====== Records for this task ======
PR #1379, opened 2026-04-02
Combined Header-Only C extraction for ML-KEM 768 & ML-DSA 65

### LINKED ISSUE #1240: Combined C Extraction of ML-KEM & ML-DSA

### LINKED ISSUE #1328: Update Eurydice for combined header-only C extraction of ML-KEM & ML-DSA
Would it be possible to make a `c_header_only` extract for ML-DSA, similar to the existing one for ML-KEM.

AFAIK the existing `libcrux-ml-dsa/cg` extract targets C++, but I'd like to use libcrux' ML-DSA support in OpenSSH, which is a vanilla C project.

jschneider-bensch:
[skip changelog]

Closes #1240 
Closes #1328


franziskuskiefer (approved):
Thanks! There's a bunch of duplication here of course. But that's fine for now.
Let's get this in and consolidate later, depending on how we want to maintain this kind of code.

PR #1382, opened 2026-04-09
Add Hmac_DRBG

### LINKED ISSUE #1396: Add HMAC_DRBG
Also note #36 for CTR DRBG

keks:
This PR adds a DRBG and a wrapper that allows it to implement rand::CryptoRng.


crates/algorithms/hmac-drbg/src/rand.rs
```diff
@@ -0,0 +1,379 @@
...
+
+    /// Somewhat safely generates a bit or randomness:
+    ///  - ensures we don't pass in too much additional_input (none, in fact)
+    ///  - reseeds if needed
+    ///
+    /// The caller MUST ensure that they don't ask fo too much data. Ideally enforce this using
+    /// hax.
+    ///
+    ///
+    //hax: requires dst.len() < crate::MAX_GENERATE_BYTES
```
franziskuskiefer, line 329: I played with some of these comments but we may want to drop them or translate them into some other style.

crates/algorithms/hmac/src/hmac.rs
```diff
@@ -20,8 +20,37 @@ pub mod hacl {
 }
 
 mod impl_hacl;
+mod incremental;
```
franziskuskiefer, line 23: We should update the docs around this new, not yet verified version.

crates/algorithms/drbg/Cargo.toml
```diff
@@ -0,0 +1,38 @@
+[package]
+name = "libcrux-drbg"
+
+authors.workspace = true
+edition.workspace = true
+homepage.workspace = true
+license.workspace = true
+readme.workspace = true
```
franziskuskiefer: We should add a readme here.

Cargo.toml
```diff
@@ -123,6 +126,9 @@ libcrux-kats = { path = "crates/testing/kats" }
 libcrux-macros = { version = "=0.0.3", path = "crates/utils/macros" }
 libcrux-secrets = { version = "=0.0.5", path = "crates/utils/secrets" }
 
+# 3rd Party
+rand = { version = "0.9", default-features = false }
```
franziskuskiefer, line 130: We may bump to 0.10 before merging this and need to update here then as well.

Cargo.toml
```diff
@@ -169,6 +176,7 @@ mlkem = []
 mldsa = []
 rsapss = []
 poly1305 = []
+drbg = []
```
jschneider-bensch: This feature doesn't do anything in the main crate yet, it looks like?

crates/testing/kats/src/wycheproof/hmac.rs
```diff
@@ -0,0 +1,67 @@
+//! Wycheproof HMAC Known Answer Tests
+//!
+//! The JSON files were taken from <https://github.com/C2SP/wycheproof>, as of commit
+//! [cd136e97040de0842c3a198670b1c5e4f423c940](https://github.com/C2SP/wycheproof/tree/cd136e97040de0842c3a198670b1c5e4f423c940).
```
jschneider-bensch, line 4: Is the referenced commit here correct? It's the same as ML-KEM and ML-DSA, but perhaps it's just copy paste?

crates/algorithms/hmac-drbg/src/rand.rs
jschneider-bensch: Where can I find more information on these comments?

crates/algorithms/hmac-drbg/src/errors.rs
```diff
@@ -0,0 +1,213 @@
...
+    #[cfg(feature = "health-tests")]
+    HealthCheckFailed,
+}
+
+/// Errors returned by [`HmacDrbg::generate`].
+///
+/// [`HmacDrbg::generate`]: crate::HmacDrbg::generate
+#[derive(Debug, PartialEq)]
+pub enum GenerateError {
+    /// The reseed counter has exceeded [`RESEED_INTERVAL`]; call `reseed` before generating.
```
jschneider-bensch, line 86:
```suggestion
    /// The reseed counter has exceeded [`RESEED_INTERVAL`](crate::RESEED_INTERVAL); call `reseed` before generating.
```

crates/algorithms/hmac-drbg/src/errors.rs
```diff
@@ -0,0 +1,213 @@
...
+    ReseedRequired,
+
+    /// The requested output length is zero or exceeds [`MAX_GENERATE_BYTES`].
```
jschneider-bensch, line 89:
```suggestion
    /// The requested output length is zero or exceeds [`MAX_GENERATE_BYTES`](crate::MAX_GENERATE_BYTES).
```

crates/algorithms/hmac-drbg/src/lib.rs
```diff
@@ -0,0 +1,409 @@
...
+    ///
+    /// `additional_input` is optional; pass `None` or `Some(&[])` for none.
+    /// Returns `Err(ReseedRequired)` if the reseed counter has been exhausted.
+    ///
+    /// With feature `health-tests`, four continuous tests run on every call:
+    /// - **Intra-call** (NIST 800-90C §9.3.3): `V = HMAC(K, V_old)` must satisfy
+    ///   `V ≠ V_old`; equality signals a catastrophic HMAC fixed-point.
+    /// - **Inter-call / T4** (AIS 20/31): each new block must differ from the last
+    ///   block of the previous `generate` call.
+    /// - **RCT** (SP 800-90B §4.4.1): no run of ≥ [`RCT_C`] identical bytes.
```
jschneider-bensch, line 275: The doc links here are broken if the `health-tests` feature is not enabled.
======
### [Directions for this task]
Give back the full listing exactly as it stands above.

### [Output]
PR #1379, opened 2026-04-02
Combined Header-Only C extraction for ML-KEM 768 & ML-DSA 65

### LINKED ISSUE #1240: Combined C Extraction of ML-KEM & ML-DSA

### LINKED ISSUE #1328: Update Eurydice for combined header-only C extraction of ML-KEM & ML-DSA
Would it be possible to make a `c_header_only` extract for ML-DSA, similar to the existing one for ML-KEM.

AFAIK the existing `libcrux-ml-dsa/cg` extract targets C++, but I'd like to use libcrux' ML-DSA support in OpenSSH, which is a vanilla C project.

jschneider-bensch:
[skip changelog]

Closes #1240 
Closes #1328


franziskuskiefer (approved):
Thanks! There's a bunch of duplication here of course. But that's fine for now.
Let's get this in and consolidate later, depending on how we want to maintain this kind of code.

PR #1382, opened 2026-04-09
Add Hmac_DRBG

### LINKED ISSUE #1396: Add HMAC_DRBG
Also note #36 for CTR DRBG

keks:
This PR adds a DRBG and a wrapper that allows it to implement rand::CryptoRng.


crates/algorithms/hmac-drbg/src/rand.rs
```diff
@@ -0,0 +1,379 @@
...
+
+    /// Somewhat safely generates a bit or randomness:
+    ///  - ensures we don't pass in too much additional_input (none, in fact)
+    ///  - reseeds if needed
+    ///
+    /// The caller MUST ensure that they don't ask fo too much data. Ideally enforce this using
+    /// hax.
+    ///
+    ///
+    //hax: requires dst.len() < crate::MAX_GENERATE_BYTES
```
franziskuskiefer, line 329: I played with some of these comments but we may want to drop them or translate them into some other style.

crates/algorithms/hmac/src/hmac.rs
```diff
@@ -20,8 +20,37 @@ pub mod hacl {
 }
 
 mod impl_hacl;
+mod incremental;
```
franziskuskiefer, line 23: We should update the docs around this new, not yet verified version.

crates/algorithms/drbg/Cargo.toml
```diff
@@ -0,0 +1,38 @@
+[package]
+name = "libcrux-drbg"
+
+authors.workspace = true
+edition.workspace = true
+homepage.workspace = true
+license.workspace = true
+readme.workspace = true
```
franziskuskiefer: We should add a readme here.

Cargo.toml
```diff
@@ -123,6 +126,9 @@ libcrux-kats = { path = "crates/testing/kats" }
 libcrux-macros = { version = "=0.0.3", path = "crates/utils/macros" }
 libcrux-secrets = { version = "=0.0.5", path = "crates/utils/secrets" }
 
+# 3rd Party
+rand = { version = "0.9", default-features = false }
```
franziskuskiefer, line 130: We may bump to 0.10 before merging this and need to update here then as well.

Cargo.toml
```diff
@@ -169,6 +176,7 @@ mlkem = []
 mldsa = []
 rsapss = []
 poly1305 = []
+drbg = []
```
jschneider-bensch: This feature doesn't do anything in the main crate yet, it looks like?

crates/testing/kats/src/wycheproof/hmac.rs
```diff
@@ -0,0 +1,67 @@
+//! Wycheproof HMAC Known Answer Tests
+//!
+//! The JSON files were taken from <https://github.com/C2SP/wycheproof>, as of commit
+//! [cd136e97040de0842c3a198670b1c5e4f423c940](https://github.com/C2SP/wycheproof/tree/cd136e97040de0842c3a198670b1c5e4f423c940).
```
jschneider-bensch, line 4: Is the referenced commit here correct? It's the same as ML-KEM and ML-DSA, but perhaps it's just copy paste?

crates/algorithms/hmac-drbg/src/rand.rs
jschneider-bensch: Where can I find more information on these comments?

crates/algorithms/hmac-drbg/src/errors.rs
```diff
@@ -0,0 +1,213 @@
...
+    #[cfg(feature = "health-tests")]
+    HealthCheckFailed,
+}
+
+/// Errors returned by [`HmacDrbg::generate`].
+///
+/// [`HmacDrbg::generate`]: crate::HmacDrbg::generate
+#[derive(Debug, PartialEq)]
+pub enum GenerateError {
+    /// The reseed counter has exceeded [`RESEED_INTERVAL`]; call `reseed` before generating.
```
jschneider-bensch, line 86:
```suggestion
    /// The reseed counter has exceeded [`RESEED_INTERVAL`](crate::RESEED_INTERVAL); call `reseed` before generating.
```

crates/algorithms/hmac-drbg/src/errors.rs
```diff
@@ -0,0 +1,213 @@
...
+    ReseedRequired,
+
+    /// The requested output length is zero or exceeds [`MAX_GENERATE_BYTES`].
```
jschneider-bensch, line 89:
```suggestion
    /// The requested output length is zero or exceeds [`MAX_GENERATE_BYTES`](crate::MAX_GENERATE_BYTES).
```

crates/algorithms/hmac-drbg/src/lib.rs
```diff
@@ -0,0 +1,409 @@
...
+    ///
+    /// `additional_input` is optional; pass `None` or `Some(&[])` for none.
+    /// Returns `Err(ReseedRequired)` if the reseed counter has been exhausted.
+    ///
+    /// With feature `health-tests`, four continuous tests run on every call:
+    /// - **Intra-call** (NIST 800-90C §9.3.3): `V = HMAC(K, V_old)` must satisfy
+    ///   `V ≠ V_old`; equality signals a catastrophic HMAC fixed-point.
+    /// - **Inter-call / T4** (AIS 20/31): each new block must differ from the last
+    ///   block of the previous `generate` call.
+    /// - **RCT** (SP 800-90B §4.4.1): no run of ≥ [`RCT_C`] identical bytes.
```
jschneider-bensch, line 275: The doc links here are broken if the `health-tests` feature is not enabled.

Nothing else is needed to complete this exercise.